INSTRUCTIONS FOR THE TASK
Locate the string "source" throughout the material and copy every line in which it occurs.

EXTRACTED MATERIAL
PR #417, opened 2021-01-29
chore: move `jest` config into `jest.config.ts`

G-Rath:
Using `jest.config.ts` gives us a few advantages:

  * strict config checking, which shows up in your editor rather than having to run `jest`
  * reduces the size of published package a bit, since the config is no longer in the `package.json`
  * lets us use javascript features that make things safer/easier/clearer etc (i.e `/.../u.source` for regexps)

### DIFF
--- a/jest.config.ts
+++ b/jest.config.ts
@@ -1,0 +1,25 @@
+import { Config } from "@jest/types";
+import "ts-jest";
+
+const config: Config.InitialOptions = {
+  coverageThreshold: {
+    global: {
+      statements: 100,
+      branches: 100,
+      functions: 100,
+      lines: 100,
+    },
+  },
+  globals: {
+    "ts-jest": {
+      tsconfig: {
+        esModuleInterop: true,
+      },
+    },
+  },
+  preset: "ts-jest",
+  testEnvironment: "node",
+  testRegex: /test\/.*\/.*.test.ts/u.source,
+};
+
+export default config;
--- a/package-lock.json
+++ b/package-lock.json
@@ -2511,6 +2511,12 @@
         "picomatch": "^2.0.4"
       }
     },
+    "arg": {
+      "version": "4.1.3",
+      "resolved": "https://registry.npmjs.org/arg/-/arg-4.1.3.tgz",
+      "integrity": "sha512-58S9QDqG0Xx27YwPSt9fJxivjYl432YCwfDMfZ+71RAqUrZef7LrKQZ3LHLOwCS4FLNBplP533Zx895SeOCHvA==",
+      "dev": true
+    },
     "argparse": {
       "version": "1.0.10",
       "resolved": "https://registry.npmjs.org/argparse/-/argparse-1.0.10.tgz",
@@ -3778,6 +3784,12 @@
         "parse-json": "^4.0.0"
       }
     },
+    "create-require": {
+      "version": "1.1.1",
+      "resolved": "https://registry.npmjs.org/create-require/-/create-require-1.1.1.tgz",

PROBLEM SOLUTION
  * lets us use javascript features that make things safer/easier/clearer etc (i.e `/.../u.source` for regexps)
+  testRegex: /test\/.*\/.*.test.ts/u.source,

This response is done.